Cleavage and Elmo: That's the Katy Perry story in a nutshell.
Or, for that matter, in a coyly inadequate brassiere.
As 21,319,810 giddy YouTube viewers can tell you, last year Perry the pop star and Elmo the Muppet filmed a skit for Sesame Street. KP wanted to play princess dress-up with the furry li'l guy; Elmo flaked and blew her off, leading the singer into a pouty parody of Hot N Cold, one of seven breezy, bouncy hits she has scored over her first two albums.
The skit was entirely benign, downright adorable, a testament to the saucer-eyed Perry's all-ages likability and her do-gooder background as daughter of Christian pastors. In a time when the pop world is one big booty call and such slimy shows as Skins, Teen Mom and Jersey Shore rule MTV, Perry is a throwback, a retro pinup who finds fun in the flirt of it all.
It makes sense that Sesame Street wanted her. She is Betty Boop in fleshy form. She is Marilyn Monroe in blue hair, which is probably how she landed the role of Smurfette in the new flick.
But alas, American moms and dads freaked out about the Sesame Street footage — which was previewed on YouTube, where it quickly became a sensation — claiming that Perry's decolletage was a little too pronounced for something from the Children's Television Workshop.
Sigh. The skit was pulled from broadcast, also a testament, as it were, to Perry's extreme powers of suggestion and, to be frank, her 32D breasts, to which she frequently, winkingly refers. The 26-year-old SoCal gal wound up spoofing the Elmo hullabaloo on Saturday Night Live, and you had to wonder: Did the playful Perry plan this whole thing?
Unlike such chart-topping pop peers as Lady Gaga, Rihanna and Britney — performers who use the raw power of sex to gain significant position — Perry is perfectly fine playing with the PG-rated powers of the flirt. And it is a power: She is the first artist in history, male or female, to spend a whole year, 52 consecutive weeks, in the top 10 of Billboard's Hot 100 charts.
Pop music has produced many flirty females, hubba-hubba stars confident enough to use suggestion and coy glances, instead of bare assets and naughty talk, to pull us into their orbit. In a lot of cases — definitely in Perry's case — they are more alluring, more titillating, more commanding than the performers who leave nothing to the imagination.
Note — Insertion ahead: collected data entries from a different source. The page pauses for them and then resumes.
PR #93, opened 2017-08-27
major pagecache overhaul, quickcheck, lots of bugs fixed. closes #77. closes #49. 

### LINKED ISSUE #49: quickcheck on pagecache

### LINKED ISSUE #77: tune materializer calls
calls to the page materializer take a lot of time, try to cache results from it so we don't spend as much cpu calling it on the same hot pages over and over.

spacejam:


src/config.rs
```diff
@@ -31,6 +31,7 @@ pub struct Config {
     flush_every_ms: Option<u64>,
     snapshot_after_ops: usize,
     snapshot_path: Option<String>,
+    cache_fixup_threshold: usize,
```
spacejam: this is the number of unmerged partial pages in cache that can exist before an attempt to squish them together into a cached `MergedResident`

src/log/iobuf.rs
```diff
@@ -258,14 +258,15 @@ impl IoBufs {
...
+            let reservation_offset = log_offset + buf_offset as LogID;
 
             return Reservation {
                 idx: idx,
                 iobufs: self,
                 data: buf,
                 destination: destination,
                 flushed: false,
-                base_disk_offset: log_offset as LogID,
+                reservation_offset: reservation_offset,
```
spacejam: this was a stupid bug that went undetected because the pagecache wasn't well tested before, where the log id for a reservation was just the ID of the base disk offset. it's amazing that the tree was working with recovery tests...

src/page/mod.rs
```diff
@@ -43,6 +43,9 @@ pub trait Materializer {
 /// Points to either a memory location or a disk location to page-in data from.
 #[derive(Debug, Clone, PartialEq)]
 pub enum CacheEntry<M: Send + Sync> {
+    /// A cache item that contains the most recent fully-merged page state, also in secondary
+    /// storage.
+    MergedResident(M, LogID),
```
spacejam: this allows us to do less cpu-intensive merging when retrieving pages, at the cost of higher contention for mutations

spacejam: in the future it may be possible to do this without effecting contention by making pages mergeable without effecting the stack pointers

src/page/page_cache.rs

When she brings her California Dreams Tour to the St. Pete Times Forum on Friday, Perry will no doubt unveil bras that shoot whipped cream and fireworks. She will sing her very first hit — 2008's I Kissed a Girl — and her very best hit — 2010's Teenage Dream — and both of those songs are not exactly the G-rated joy of Lesley Gore's Sunshine Lollipops and Rainbows. And yes, Perry's vavoomish effects-laden stage show will hover between Candy Land and Randy Land.
But rest assured there will be no real scandal, no parental threat, not compared to Gaga's "disco stick" chatter or Rihanna's S&M fetish. There will be no f-bombs, no raised middle fingers. And as for the music, listen closer: Perry's just "kissing" a girl, "just human nature." When she coos "Let's go all the way" in Teenage Dream — her most brazen song, even more than California Gurls and those melted popsicles — she makes sure that "no regrets, just love" is the connection, not backseat lust.
Perry seems to be getting more demure, too. In recent photo shoots, including a Parisian stunner in Vanity Fair, Perry opted for understated: full dresses, expensive jewelry. She's still incredibly alluring, and her chest is still on robust display. (Avert your eyes, Elmo!) But compared to her peers — Rihanna just appeared on the cover of Rolling Stone with her rump hanging out — Perry is downright chaste.
Perry may have indeed rebelled against her pastor parents; after all, she did marry British Lothario Russell Brand, who was a walking one-night stand before tying the knot. But she's still God-fearing, still respectful of the innocence in her listeners.
When parents ask me if her show is safe for kids, I say sure, why not. Is it the Wiggles? Not at all. But as a first dangerous sip of rock 'n' roll, Perry is a wine cooler in a world of vodka shots.